** Records for this exercise follows **

PR #76, opened 2021-11-05
Main and Oracle test examples

julianmrodri:
* `Main` (issuance and slow minting) initial tests. They are based on the previous version before `Fix` and also include changes to contracts which are being modified.

* Also includes an `Oracle` test example that relies on Mainnet Forking (tests are commented with `describe.skip`) Only should be run with appropiate Alchemy configuration.
 
**This PR is not intended for merge but to use as temporary reference/example**


tbrent:
Sweet, I've mined this for changes to `fixed-point-integration`. Closing

PR #82, opened 2021-11-12
feat: proto0 deployment scripts

lcamargof:
## Description of changes
- Proto0 deployments scripts

## Note
It requires `allowUnlimitedContractSize: true` as the RToken contracts are too large.


tbrent:
LGTM

PR #127, opened 2021-12-27
fix time logic

julianmrodri:
* Fixed logic broken by a previous refactor. Tests now passing again for StRSR
Note: Confirm the `>=` if it seems correct or we want exclusive `>`


tbrent:
LGTM

PR #133, opened 2022-01-10
 Add vault parameter to withdrawBUs

julianmrodri:
* Adds the vault parameter to `withdrawBUs` so it can redeem from the old vault


tbrent:
LGTM

PR #134, opened 2022-01-11
p0-nits Unit of Account

tbrent:


contracts/p0/assets/Collateral.sol
```diff
@@ -63,8 +60,7 @@ contract CollateralP0 is ICollateral, AssetP0, Context {
 
         // If the underlying fiatcoin price is below the default-threshold price, default eventually
         if (whenDefault > block.timestamp) {
-            Price memory p = fiatcoinPrice(); // {attoPrice/fiatTok}
-            whenDefault = p.quantity(uoa).lte(_defaultThreshold())
+            whenDefault = fiatcoinPrice().lte(main.defaultThreshold())
```
fiddlemath, line 63: 🤔  -- bad smell here; we'd previously been treating main.defaultThreshold as a ratio, not a price. Maybe we need `function minFiatcoinPrice()`, which for our current assets is just `return main.defaultThreshold();`?

contracts/p0/libraries/Rewards.sol
```diff
@@ -26,21 +26,23 @@ library RewardsLib {
...
+        //     // `collateral` being unused here is expected
+        //     // compound groups all rewards automatically
+        //     main.oracle(UoA.USD).comptroller().claimComp(address(this));
+        //     sweepAmt = main.compAsset().erc20().balanceOf(address(this));
+        //     if (sweepAmt > 0) {
+        //         main.compAsset().erc20().safeTransfer(address(main), sweepAmt);
+        //     }
+        // }
+        return 0;
     }
```
fiddlemath, line 47: Finish with and eliminate commented-out code.

contracts/p0/main/Auctioneer.sol
```diff
@@ -99,6 +99,16 @@ contract AuctioneerP0 is
...
+    function owner()
+        public
+        view
+        virtual
+        override(Ownable, SettingsHandlerP0, VaultHandlerP0)
+        returns (address)
+    {
+        return super.owner();
+    }
+
```
fiddlemath, line 111: Oooof - I still don't see why we should thread this through all the contracts -- we _don't_ want to change the idea or behavior of `owner` access between them, right?

fiddlemath (changes requested):

contracts/p0/assets/Collateral.sol
tbrent: Good catch here, was going to fast and didn't catch the units. Applying your suggested fix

** End of Records for this exercise **

All of the records need to be returned exactly as they are.

PR #76, opened 2021-11-05
Main and Oracle test examples

julianmrodri:
* `Main` (issuance and slow minting) initial tests. They are based on the previous version before `Fix` and also include changes to contracts which are being modified.

* Also includes an `Oracle` test example that relies on Mainnet Forking (tests are commented with `describe.skip`) Only should be run with appropiate Alchemy configuration.
 
**This PR is not intended for merge but to use as temporary reference/example**


tbrent:
Sweet, I've mined this for changes to `fixed-point-integration`. Closing

PR #82, opened 2021-11-12
feat: proto0 deployment scripts

lcamargof:
## Description of changes
- Proto0 deployments scripts

## Note
It requires `allowUnlimitedContractSize: true` as the RToken contracts are too large.


tbrent:
LGTM

PR #127, opened 2021-12-27
fix time logic

julianmrodri:
* Fixed logic broken by a previous refactor. Tests now passing again for StRSR
Note: Confirm the `>=` if it seems correct or we want exclusive `>`


tbrent:
LGTM

PR #133, opened 2022-01-10
 Add vault parameter to withdrawBUs

julianmrodri:
* Adds the vault parameter to `withdrawBUs` so it can redeem from the old vault


tbrent:
LGTM

PR #134, opened 2022-01-11
p0-nits Unit of Account

tbrent:


contracts/p0/assets/Collateral.sol
```diff
@@ -63,8 +60,7 @@ contract CollateralP0 is ICollateral, AssetP0, Context {
 
         // If the underlying fiatcoin price is below the default-threshold price, default eventually
         if (whenDefault > block.timestamp) {
-            Price memory p = fiatcoinPrice(); // {attoPrice/fiatTok}
-            whenDefault = p.quantity(uoa).lte(_defaultThreshold())
+            whenDefault = fiatcoinPrice().lte(main.defaultThreshold())
```
fiddlemath, line 63: 🤔  -- bad smell here; we'd previously been treating main.defaultThreshold as a ratio, not a price. Maybe we need `function minFiatcoinPrice()`, which for our current assets is just `return main.defaultThreshold();`?

contracts/p0/libraries/Rewards.sol
```diff
@@ -26,21 +26,23 @@ library RewardsLib {
...
+        //     // `collateral` being unused here is expected
+        //     // compound groups all rewards automatically
+        //     main.oracle(UoA.USD).comptroller().claimComp(address(this));
+        //     sweepAmt = main.compAsset().erc20().balanceOf(address(this));
+        //     if (sweepAmt > 0) {
+        //         main.compAsset().erc20().safeTransfer(address(main), sweepAmt);
+        //     }
+        // }
+        return 0;
     }
```
fiddlemath, line 47: Finish with and eliminate commented-out code.

contracts/p0/main/Auctioneer.sol
```diff
@@ -99,6 +99,16 @@ contract AuctioneerP0 is
...
+    function owner()
+        public
+        view
+        virtual
+        override(Ownable, SettingsHandlerP0, VaultHandlerP0)
+        returns (address)
+    {
+        return super.owner();
+    }
+
```
fiddlemath, line 111: Oooof - I still don't see why we should thread this through all the contracts -- we _don't_ want to change the idea or behavior of `owner` access between them, right?

fiddlemath (changes requested):

contracts/p0/assets/Collateral.sol
tbrent: Good catch here, was going to fast and didn't catch the units. Applying your suggested fix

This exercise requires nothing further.